Output the line with "Add seller gift cards endpoint" and every following line to the end of the material, exactly as they appear.
---- DATASET EXCERPT
PR #175, opened 2020-07-11
Add seller gift cards endpoint

justintmckibben:
Created a new endpoint that lists all of the gift cards for a Seller given a secret access token. We're going to use this endpoint to allow for Sellers to look up their gift cards live.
--------
TASK OUTPUT:
Add seller gift cards endpoint

justintmckibben:
Created a new endpoint that lists all of the gift cards for a Seller given a secret access token. We're going to use this endpoint to allow for Sellers to look up their gift cards live.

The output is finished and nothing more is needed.